Martinez again split time between the majors and Triple-A in 2023. He earned his first major league save on June 25, pitching in the 11th inning of a win over the Los Angeles Dodgers. He had a 2–3 record and 5.23 ERA in 43 innings for the Astros, pitching more than 1 inning in 11 of his 35 MLB games. He had better results for the Skeeters, with a 2.25 ERA in 19 games.
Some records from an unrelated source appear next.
Issue #303, opened 2021-04-20
Stopwatch resets when leaving the app.


PizzaLovingNerd:
Hello, I was using the stopwatch, and I noticed that whenever I closed the app, the stop watch would reset back to 0. Here is a video demonstrating the issue: https://www.youtube.com/watch?v=AcRQ5m9-PVQ

The expected behavior is having the stop watch still be running or atleast paused when the app is relaunched.

qbinary:
I think the problem is that the event which initializes the app is also called to reset the clock application after pressing the stop button. So that could be fixed by adding an additional method which gets invoked by the initialize event if the state of the stopwatch is not set. Otherwise the old state is kept and the app just continues running with the current state.

Soundtoxin:
I got hit by this badly earlier. I started downloading the new LineageOS Nightly OTA to flash and then started a stopwatch. It notified me about the download being done a few seconds after the stopwatch had started which just cleared it.

Itai-Nelken:
#783 implements persistence.

Eve1374:
Hello, 
I noticed that when receiving a notification while stopwatch is running, it also resets the stopwatch. I think issues are related and so I post it there instead of making a new issue. Tested on commit 00769625881e318e6fe29e926c7bd944c5f049bd

mark9064:
You're right about it being related, #2141 should resolve this and is looking to be in really good shape to me

PR #2141, opened 2024-10-20
StopWatch: add persistence

codingjourney:
This PR solves Issue #303 and is based on previous work by desttinghim (PR #783 ) and pptime02 (PR #1410 ). Well, it's actually just a re-base of #1410  onto the current main branch. I did my best not to disrupt functionality implemented on main in the past 2 years. Any feedback is appreciated.


src/displayapp/screens/StopWatch.cpp
```diff
@@ -4,37 +4,40 @@
 #include "displayapp/InfiniTimeTheme.h"
 
 using namespace Pinetime::Applications::Screens;
+using namespace Pinetime::Controllers;
 
 namespace {
-  TimeSeparated_t convertTicksToTimeSegments(const TickType_t timeElapsed) {
+  TimeSeparated convertTicksToTimeSegments(const TickType_t timeElapsed) {
```
mark9064, line 10: Since you're refactoring already, could you fix the names of these functions here to be PascalCase as per the style guidelines?

src/components/stopwatch/StopWatchController.h
```diff
@@ -0,0 +1,66 @@
+#pragma once
+
+#include <FreeRTOS.h>
+#include <timers.h>
+
+#define LAP_CAPACITY 2
```
mark9064, line 6: This should be a constexpr constant

src/components/stopwatch/StopWatchController.cpp
```diff
@@ -0,0 +1,101 @@
...
+
+LapInfo* StopWatchController::LastLap(int lap) {
+  if (lap >= LAP_CAPACITY || lap > lapCount || lapCount == 0) {
+    // Return "empty" LapInfo_t
+    return &emptyLapInfo;
+  }
+  // Index backwards
+  int index = Wrap(lapHead - lap);
+  return &laps[index];
+}
```
mark9064, line 80: Could [CircularBuffer](https://github.com/InfiniTimeOrg/InfiniTime/blob/main/src/utility/CircularBuffer.h) be used here? Maybe I'm misreading but it seems like this is implementing a similar thing

src/components/stopwatch/StopWatchController.h
```diff
@@ -0,0 +1,66 @@
...
+      /// Returns actual count of stored laps
+      int GetLapNum();
+
+      /// Returns lapCount
+      int GetLapCount();
+
+      /// Indexes into lap history, with 0 being the latest lap.
+      /// If the lap is unavailable, count and time will be 0. If there is a
+      /// real value, count should be above 0
+      LapInfo* LastLap(int lap = 0);
```
mark9064, line 46: Would it make more sense to return `std::optional<LapInfo>` rather than having to serve dummy data if there is nothing

mark9064 (commented):
Haven't tested on hardware, but this is looking really nice overall. Thanks for pulling together the previous PRs :)

src/components/stopwatch/StopWatchController.cpp
```diff
@@ -0,0 +1,101 @@
+#include "components/stopwatch/StopWatchController.h"
+
+using namespace Pinetime::Controllers;
+
+namespace {
+  TickType_t CalculateDelta(const TickType_t startTime, const TickType_t currentTime) {
```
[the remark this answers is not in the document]
codingjourney: Yes, TickType_t is indeed unsigned so the [modulo 2^n semantics](https://en.cppreference.com/w/cpp/language/operator_arithmetic#Overflows) apply. Method removed.

src/displayapp/screens/StopWatch.cpp
codingjourney: Done.

src/components/stopwatch/StopWatchController.h
codingjourney: Done, hopefully I placed it correctly (I'm not a C++ native).

src/components/stopwatch/StopWatchController.cpp
codingjourney: It could certainly be used but I would leave that change for a PR that deals with lap times specifically. Lap time handling in StopWatch is quite basic right now, I suppose it will see more work in the future.

src/components/stopwatch/StopWatchController.h
codingjourney: Done.

src/components/stopwatch/StopWatchController.cpp
mark9064: Hmm OK, my thought process is that if we're implementing a brand new controller we may as well do it right rather than refactor it later? I haven't seen any push for change with lap handling, so I doubt this will see future work. If you don't fancy doing it yourself I wouldn't mind having a go at it, perhaps my intuition about it being suitable here is wrong anyway

src/components/stopwatch/StopWatchController.h
```diff
@@ -0,0 +1,63 @@
...
+      int GetLapCount();
+
+      /// Indexes into lap history, with 0 being the latest lap.
+      std::optional<LapInfo> LastLap(int lap = 0);
+
+      bool IsRunning();
+      bool IsCleared();
+      bool IsPaused();
+
+    // private:
```
mark9064, line 48: !

src/components/stopwatch/StopWatchController.h
```diff
@@ -0,0 +1,63 @@
...
+  namespace Controllers {
+
+    enum class StopWatchStates { Cleared, Running, Paused };
+
+    struct LapInfo {
+      int count = 0;       // Used to label the lap
+      TickType_t time = 0; // Delta time from beginning of stopwatch
+    };
+
+    constexpr int lapCapacity = 2;
```
mark9064, line 20: I think this needs to go inside StopWatchController as it should be namespaced to it? You could have it as a private member with static constexpr

src/components/stopwatch/StopWatchController.cpp
```diff
@@ -51,32 +37,25 @@ void StopWatchController::PushLap() {
...
+  lapHead = lapCount % lapCapacity;
 }
 
 int StopWatchController::GetLapCount() {
   return lapCount;
 }
 
 int Wrap(int index) {
-  return ((index % LAP_CAPACITY) + LAP_CAPACITY) % LAP_CAPACITY;
+  return ((index % lapCapacity) + lapCapacity) % lapCapacity;
```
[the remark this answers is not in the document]
codingjourney: Not when index < 0 (which was legitimate at some point). The method is now gone as laps are stored in a CircularBuffer.

src/components/stopwatch/StopWatchController.cpp
codingjourney: I looked at CircularBuffer, it wasn't that much work and it made the code much simpler. Thanks!

src/components/stopwatch/StopWatchController.h
```diff
@@ -0,0 +1,64 @@
...
+namespace Pinetime {
+  namespace System {
+    class SystemTask;
+  }
+  namespace Controllers {
+
+    enum class StopWatchStates { Cleared, Running, Paused };
+
+    struct LapInfo {
+      int count = 0;       // Used to label the lap
```
mark9064, line 17: I think the default values can be removed as they're always set in `Clear()`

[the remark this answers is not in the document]
codingjourney: Well, if we're talking naming, the entire concept of "laps" is a bit iffy here. Let's say I'm timing a hamster racing around a table-top track and it runs each lap in about 5 seconds. I'd expect to see something like
```
#1   00:05.02
#2   00:04.97
#3   00:04.99
```
but StopWatch shows me
```
#1   00:05.02
#2   00:09.99
#3   00:14.98
```
Rather than lap times, these are _split times_ (known from downhill skiing, for example). It's actually smarter to store split times: while L(n) = S(n) - S(n-1) hence O(1), S(n) = sum(L(1)..L(n)) hence O(n).

What's the proper naming, then? We could go abstract:
```
struct Measurement {
  int index = 0;
  TickType_t value = 0;
}
...
Utility::CircularBuffer<Measurement, histSize> history;
```
This would also be somewhat consistent with `MotionController`, the other user of `CircularBuffer`. Related fields and methods in StopWatch would have to adopt this terminology as well, of course.

I understand naming is important and hard to get right, so if you have better ideas I'm all ears. I know I have a bias towards abstract names but this is honestly the best I can come up with at the moment.

src/components/stopwatch/StopWatchController.h
```diff
@@ -0,0 +1,64 @@
...
+      TickType_t startTime = 0;
+      // How much time was elapsed before current duration
+      TickType_t timeElapsedPreviously = 0;
+
+      // Number of stored laps
+      static constexpr int lapCapacity = 2;
+      // Lap storage
+      Utility::CircularBuffer<LapInfo, lapCapacity> laps;
+      // Total lap count; may exceed lapCapacity
+      int lapCount = 0;
```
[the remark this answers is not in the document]
codingjourney: See above.

src/components/stopwatch/StopWatchController.h
codingjourney: Initializers in declarations provide additional information in a convenient place, so I'm usually OK with them as long as they're not too expensive. Is there a particular reason in C++ or in InfiniTime to prefer imperative intialization? I know we need a `Clear()` method anyway, so are we going for code size savings here?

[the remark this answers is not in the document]
codingjourney: I tried it out and abstract terminology is not a good fit for the public methods. How about this?
```
struct LapInfo {
  int number; // Used for labeling
  TickType_t timeSinceStart; // Excluding pauses
}
...
void AddLapToHistory();
int getMaxLapNumber();
std::optional<LapInfo> getLapFromHistory(int index); // 0 is most recent
...
static constexpr int histSize = 2;
Utility::CircularBuffer<LapInfo, histSize> history;
int maxLapNumber;
```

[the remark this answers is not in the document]
mark9064: Looks perfect to me, like that naming a lot 👍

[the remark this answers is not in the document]
codingjourney: Applied.

codingjourney: Applied.

mark9064: On reflection you make a good point, there's no harm in default values and the performance/space cost is very small (if any)

mark9064:
@FintasticMan Can you trigger CI?

codingjourney:
Added a fix for a minor issue: after exiting StopWatch in the `Paused` state and then reopening it, the displayed time would shift by 4, sometimes 5 hundredths of a second. I think this is the delta between the last rendering and the moment we switch state to `Paused` and set `timeElapsedPreviously`. (The delta is consistent with the ~24 Hz refresh frequency I've observed.) The fix simply renders time once more once we are `Paused`.

src/displayapp/screens/StopWatch.cpp
```diff
@@ -123,96 +144,89 @@ void StopWatch::SetInterfaceStopped() {
...
   }
 }
 
 bool StopWatch::OnButtonPushed() {
-  if (currentState == States::Running) {
-    Pause();
+  if (stopWatchController.IsRunning()) {
+    stopWatchController.Pause();
+    DisplayPaused();
+    wakeLock.Release();
```
mark9064, line 229: Is RenderTime needed here (like the button handler)?

src/displayapp/screens/StopWatch.cpp
```diff
@@ -123,96 +144,89 @@ void StopWatch::SetInterfaceStopped() {
...
+void StopWatch::PlayPauseBtnEventHandler() {
+  if (stopWatchController.IsCleared() || stopWatchController.IsPaused()) {
+    stopWatchController.Start();
+    DisplayStarted();
+    wakeLock.Lock();
+  } else if (stopWatchController.IsRunning()) {
+    stopWatchController.Pause();
+    blinkTime = xTaskGetTickCount() + blinkInterval;
+    DisplayPaused();
+    RenderTime();
```
mark9064, line 209: Maybe rendertime before displaypaused? Rendering the buttons takes a while and there is a noticeable delay for the time to update on my watch

src/displayapp/screens/StopWatch.cpp
mark9064: Actually more broadly is there any different for the pause button handler and side button handler to be different? Maybe they could be unified

codingjourney: In InfiniTime 1.14, the on-screen button is a play/pause toggle while the side button is not: when pressed in the `Paused` state, it exits the screen. This PR preserves that behavior.

I do find the side button slightly counter-intuitive and occasionally exit the screen without meaning to. Having both buttons work the same way would improve UI consistency.

Having said that, I just noticed that pausing with the side button is much slower than with the on-screen button (like 300-400 vs. 150 ms) so the consitency is debatable. And, of course, some people may be used to exiting via the side button; I can't estimate how much of an issue that is.

On the balance, I'm in favor of keeping existing side button behavior. You are right, however, that the transition to the `Paused` state should be the same in both cases so I've extracted it into a common method.

src/displayapp/screens/StopWatch.cpp
codingjourney: Applied in `OnPause()`.

src/displayapp/screens/StopWatch.cpp
mark9064: Yeah the real kicker with the side button is that it triggers on button release rather than press I think - improving this is definitely out of scope for this PR though as you say

src/displayapp/screens/StopWatch.cpp
```diff
@@ -123,97 +144,92 @@ void StopWatch::SetInterfaceStopped() {
...
   return false;
 }
+
+void StopWatch::OnPause() {
+  stopWatchController.Pause();
+  blinkTime = xTaskGetTickCount() + blinkInterval;
+  RenderTime(); // make sure displayed time is not stale
+  DisplayPaused();
+  wakeLock.Release();
+}
```
mark9064, line 235: Missing newline

mark9064 (approved):
Looks great! Tested on hardware and works flawlessly

Thanks for sticking through the many rounds of feedback 😅

src/displayapp/screens/StopWatch.cpp
codingjourney: fixed

codingjourney:
By the way, I've noticed this PR breaks InfiniSim. Does that have to be adapted before things get merged in InfiniTime? I don't mind looking into it, it's just that the build setup seems a bit more involved (I went with [the Docker method](https://github.com/InfiniTimeOrg/InfiniTime/blob/main/doc/buildWithDocker.md) for InfinTime and that's super smooth).

mark9064:
Yeah it's good practice to get an InfiniSim PR up and waiting if a PR here will break it (annoyingly the CI has given up again so I can't easily see). I haven't used the docker method so I can't comment on that but provided you're on Linux getting a build environment up and running shouldn't be too bad.

codingjourney:
I've created PR [#163](https://github.com/InfiniTimeOrg/InfiniSim/pull/163) for InfiniSim. Necessary changes were trivial. Functionality in InfiniSim seems to work as intended.

mark9064:
Great :)

src/displayapp/screens/StopWatch.cpp
```diff
@@ -4,49 +4,51 @@
...
+  TimeSeparated ConvertTicksToTimeSegments(const TickType_t timeElapsed) {
     // Centiseconds
     const int timeElapsedCentis = timeElapsed * 100 / configTICK_RATE_HZ;
 
     const int hundredths = (timeElapsedCentis % 100);
     const int secs = (timeElapsedCentis / 100) % 60;
     const int mins = ((timeElapsedCentis / 100) / 60) % 60;
     const int hours = ((timeElapsedCentis / 100) / 60) / 60;
-    return TimeSeparated_t {hours, mins, secs, hundredths};
+    return TimeSeparated {hours, mins, secs, hundredths};
```
mark9064, line 18: One thing I've noticed: if the stop watch is left running for a long time these calculations overflow. Could this be refactored to avoid anything exceeding a uint32? The actual tick count overflows every `2^32 / 2^10 = 2^22s ~= 48days`, but dividing that by 100 gives just 11.65h (as currently the tick count is multiplied by 100, so overflow happens 100x earlier). I don't think we need to worry about a 48 day overflow, but more than 11h would be nice.

src/displayapp/screens/StopWatch.cpp
```diff
@@ -123,97 +144,92 @@ void StopWatch::SetInterfaceStopped() {
...
-  if (currentState == States::Running) {
-    laps[lapsDone] = oldTimeElapsed + xTaskGetTickCount() - startTime;
-
-    TimeSeparated_t currentTimeSeparated = convertTicksToTimeSegments(laps[lapsDone]);
-    if (currentTimeSeparated.hours == 0) {
-      lv_label_set_text_fmt(time, "%02d:%02d", currentTimeSeparated.mins, currentTimeSeparated.secs);
+    if (lap) {
+      TimeSeparated laptime = ConvertTicksToTimeSegments(lap->timeSinceStart);
+      char buffer[16];
+      sprintf(buffer, "#%2d   %2d:%02d.%02d\n", lap->number, laptime.mins, laptime.secs, laptime.hundredths);
```
mark9064, line 184: Maybe use `snprintf` with the buffersize fixed here? Since the number of laps can now exceed two digits the length is now undefined and could overflow the buffer

Also, do you think the hour could be fit in the lap time here? I'm not sure how it'll look, but I think there might be enough horizontal space

codingjourney: I tried to fix this, fell down a rabbit hole and got stuck :-)

I first made the change as you suggested. Then I found I didn't like the lap number being unlimited in the first place, so I capped it at 999. That made `snprintf` technically not necessary but I left it in anyway (buffer overflows are a Bad Thing).

I tested a bit and discovered that elapsed time could now reach over 1000 hours (thanks to the integer overflow fix from a couple weeks ago). That didn't fit the display anymore, so I decided to cap elapsed time as well, at 999:59:59.99 (the watch resets to 0:00.00 afterwards and continues running).

Then I noticed that lap times didn't include hours so I added them (but only when time.hours > 0). I generally cleaned up the lap list format so that it remains aligned when the lengths of lap number or lap time change.

I thought I would expand the lap list because there is clearly room for 3 entries (even 4 when the time label switches to a smaller font at 1:00:00). This required aligning the time label to the top of the display rather than stacking it on top of the other labels as was the case before.

It all involved lots of iteration so I switched to InfiniSim for testing. I got everything looking really good after some effort. When I tried compiling for PineTime, however, I hit a snag: "region RAM overflowed with stack", with a Used Size of 64520 B.

I tried reverting various changes I'd made and eventually found that the problem arises when I raise `histSize` in `StopWatchController.h` to more than 2. `histSize` is the size of the circular buffer for `LapInfo` instances, so it must be at least equal to the maximum number of displayed laps, i.e. 4.

If I calculate correctly, `sizeof(LapInfo)` is 8 so raising `histSize` from 2 to 4 should be adding 16 bytes somewhere and this obviously breaches some limit close to 64K. I have no clue what to do about this so I would appreciate any hints or advice. The branch, as it stands now, will not build.

mark9064: Yeah this is expected, InfiniTime is pretty near the static memory limit. You can increase the memory available by shrinking the heap. To do this open `FreeRTOSConfig.h` and lower the heap size multiplier from 40 to 39. In the future this will ideally happen automatically with #2172 . It should build OK after

The other changes sound great! I will try to take a look soon

codingjourney: Heap shrunk, formatting issues fixed.

src/components/stopwatch/StopWatchController.h
```diff
@@ -0,0 +1,68 @@
...
+      /// Indexes into lap history, with 0 being the latest lap.
+      std::optional<LapInfo> GetLapFromHistory(int index);
+
+      bool IsRunning();
+      bool IsCleared();
+      bool IsPaused();
+
+    private:
+      // Time at which stopwatch wraps around to zero (1000 hours)
+      TickType_t elapsedTimeBoundary = configTICK_RATE_HZ * 60 * 60 * 1000;
```
mark9064, line 50: Can this be constexpr?

src/displayapp/screens/StopWatch.cpp
```diff
@@ -123,97 +143,113 @@ void StopWatch::SetInterfaceStopped() {
...
-  lapsDone = 0;
+void StopWatch::RenderTime() {
+  TimeSeparated elapsedTime = ConvertTicksToTimeSegments(stopWatchController.GetElapsedTime());
+  SetHoursVisible(elapsedTime.hours != 0);
+  if (!hoursVisible) {
+    lv_label_set_text_fmt(time, "%02d:%02d", elapsedTime.mins, elapsedTime.secs);
+  } else {
+    lv_label_set_text_fmt(time, "%02d:%02d:%02d", elapsedTime.hours, elapsedTime.mins, elapsedTime.secs);
+  }
+  lv_label_set_text_fmt(msecTime, "%02d", elapsedTime.hundredths);
```
mark9064, line 154: Out of scope for this PR probably, but for future reference DirtyValue (just pass in seconds) could be used to avoid redrawing all of the digits every frame (so the hundreths/tenths update faster)

mark9064 (commented):
Testing now, not been running long enough to see hours but looking good so far
I'm not sure how much I like the feel of the time being pushed right to the top? But that's probably just me being used to how it was before, so I'll see after living with it for a bit :+1:

src/components/stopwatch/StopWatchController.h
codingjourney: Fixed. Declaring the expression as `static constexpr` caused it to be interpreted as signed, resulting in an integer overflow error. I could either cast it or change `configTICK_RATE_HZ` from `1024` to `1024u`. The latter would have been technically correct but I didn't know what side effects it could cause so I chose the cast.

src/displayapp/screens/StopWatch.cpp
codingjourney: Thanks for pointing this out. I'd somehow thought the widget was smart enough to avoid redundant rendering but that's clearly not the case. So yeah, it's probably out of scope but I applied it anyway. Saving cycles in the refresh task can't hurt.

src/components/stopwatch/StopWatchController.h
mark9064: Interestingly my IDE says it becomes an unsigned value, but perhaps the negative integer result is then getting reinterpreted as unsigned? Not sure, but I agree that casting explicitly is a good idea nonetheless

Could you change this to use `static_cast` rather than a C-style cast?

src/components/stopwatch/StopWatchController.h
```diff
@@ -0,0 +1,68 @@
...
+  namespace System {
+    class SystemTask;
+  }
+
+  namespace Controllers {
+
+    enum class StopWatchStates { Cleared, Running, Paused };
+
+    struct LapInfo {
+      int number = 0;                // Used to label the lap
```
mark9064, line 18: I think it makes no difference here due to alignment, but could you shrink the integer types to the smallest applicable? So for here `uint16_t` should be good
Same goes for other member variables / constants, it can save some memory. I wouldn't get too bothered about this, personally I like to size everything but it only really matters for static variables

src/displayapp/screens/StopWatch.cpp
```diff
@@ -123,97 +143,116 @@ void StopWatch::SetInterfaceStopped() {
...
-    const TickType_t currentTime = xTaskGetTickCount();
-    if (currentTime > blinkTime) {
-      blinkTime = currentTime + blinkInterval;
-      if (lv_obj_get_state(time, LV_LABEL_PART_MAIN) == LV_STATE_DEFAULT) {
-        lv_obj_set_state(time, LV_STATE_DISABLED);
-        lv_obj_set_state(msecTime, LV_STATE_DISABLED);
+    if (lap) {
+      TimeSeparated laptime = ConvertTicksToTimeSegments(lap->timeSinceStart);
+      char buffer[19];
+      if (laptime.hours == 0) {
```
mark9064, line 182: I think hours should be shown if the total runtime is >= 1 hour, rather than lap time >=1 hour. Having a leading zero in the hours column is nicely unambiguous. What do you think?

mark9064:
Looking superb. Just needs a rebase for CI to run (and the last few bits of feedback) and then it's all good from me

src/displayapp/screens/StopWatch.cpp
mark9064: Another style thought: since the time digits above having leading zeroes for minutes, I kinda feel like the lap numbers should too? But again it's a taste thing, I'll leave it up to you I'm happy either way

src/components/stopwatch/StopWatchController.h
codingjourney: Done.

src/components/stopwatch/StopWatchController.h
codingjourney: Done.

src/displayapp/screens/StopWatch.cpp
codingjourney: Clicking around Wikipedia suggests lap times are generally written without leading zeroes (see [Nürburgring lap times](https://en.wikipedia.org/wiki/List_of_N%C3%BCrburgring_Nordschleife_lap_times#Lap_times) or [400-m sprint all-time bests](https://en.wikipedia.org/wiki/400_metres#All-time_top_25), for example). StopWatch was inconsistent about it, displaying minutes even for sub-minute laps but hiding hours until needed. I changed rendering to adhere to the convention and it now feels clean and tidy to me.

codingjourney:
> I'm not sure how much I like the feel of the time being pushed right to the top? But that's probably just me being used to how it was before, so I'll see after living with it for a bit 👍

Regarding vertical positioning of the time label, my thinking goes like this:
- the top margin is about half as wide as the side margins - not good
- on PineTime, the margin blends with the watch bezel so it's OK - good
- there's too much empty room above the buttons when no laps are listed - not good
- there's enough room to list 3 laps - good

It would be nice if the time was vertically centered between the top and the buttons and then float upwards as laps get added to the list, eventually ending up where it is now. I don't find the slight improvement is worth the effort, though.

mark9064 (commented):
Will test this latest version on HW soon, good to go IMO

src/displayapp/screens/StopWatch.h
```diff
@@ -3,72 +3,66 @@
...
-    struct AppTraits<Apps::StopWatch> {
-      static constexpr Apps app = Apps::StopWatch;
-      static constexpr const char* icon = Screens::Symbols::stopWatch;
+      Pinetime::System::WakeLock wakeLock;
+      Controllers::StopWatchController& stopWatchController;
+      TickType_t blinkTime = 0;
+      uint8_t displayedLaps = 3;
+      lv_obj_t *time, *msecTime, *btnPlayPause, *btnStopLap, *txtPlayPause, *txtStopLap;
+      lv_obj_t* lapText;
+      Utility::DirtyValue<TickType_t> renderedSeconds;
```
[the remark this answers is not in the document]
codingjourney: Fixed.

src/displayapp/screens/StopWatch.cpp
```diff
@@ -123,97 +143,118 @@ void StopWatch::SetInterfaceStopped() {
...
-  SetInterfacePaused();
-  startTime = 0;
-  // Store the current time elapsed in cache
-  oldTimeElapsed = laps[lapsDone];
-  blinkTime = xTaskGetTickCount() + blinkInterval;
-  currentState = States::Halted;
-  wakeLock.Release();
+void StopWatch::RenderPause() {
+  const TickType_t currentTime = xTaskGetTickCount();
+  if (currentTime > blinkTime) {
```
mark9064, line 162: There's a tiny bug here when the tick count wraps around, but it wasn't introduced by this PR

Just before the count wraps around, the blink time in the future will always be smaller than the current time
Instead, tracking the last blink time and then doing `currentTime - lastBlinkTime > blinkInterval` is correct (since `currentTime - lastBlinkTime` is always the number of ticks since `lastBlinkTime`, regardless of wraparound)

mark9064 (approved):
Lap formatting changes LGTM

In 2024, Martinez pitched in a career-high 44 games with the Astros, going 3–2 with 1 save and a 3.59 ERA in 52 2/3 innings, also a career high. He finished 14 games and had 36 strikeouts and a 1.272 walks plus hits per inning pitched (WHIP). He also made 13 appearances at Sugar Land in 2024, with no decisions and a 1.46 ERA.

===Miami Marlins===
On November 4, 2024, Martinez was claimed off waivers by the Arizona Diamondbacks. Martinez was designated for assignment by the Diamondbacks on February 17, 2025. On February 20, Martinez was claimed off waivers by the Miami Marlins. On February 27, Miami designated him for assignment after they acquired Brett de Geus. On March 2, Martinez was claimed off waivers by the Seattle Mariners. However, he was claimed back off waivers by Miami on March 15. Martinez was designated for assignment following the acquisition of Tyler Phillips on March 26. He cleared waivers and was sent outright to the Triple-A Jacksonville Jumbo Shrimp. In 41 appearances for Jacksonville, Martinez compiled a 3-2 record and 3.71 ERA with 54 strikeouts and eight saves across 43 2/3 innings pitched. On August 27, the Marlins selected Martinez's contract, adding him to their active roster. In six appearances for Miami, he recorded a 5.40 ERA with four strikeouts across 6 2/3 innings pitched. Martinez was designated for assignment by the Marlins on September 11. He elected free agency after clearing waivers on September 13.

===Boston Red Sox===
On January 9, 2026, Martinez signed a minor league contract with the Boston Red Sox. He made 33 appearances (including nine starts) for the Triple–A Worcester Red Sox, posting a 3–2 record and 5.55 ERA with 49 strikeouts and one save over 60 innings of work. On August 9, Boston selected Martinez's contract, adding him to their active roster. He made his only appearance for the team on August 11, allowing one run across one inning pitched against the Toronto Blue Jays. Martinez was designated for assignment by the Red Sox the following day. He cleared waivers and was sent outright to Worcester on August 14.

==Personal life==
Martinez's parents are Bobby and Kelly Martinez. He has one sister, Taylor. His father was a high school baseball coach.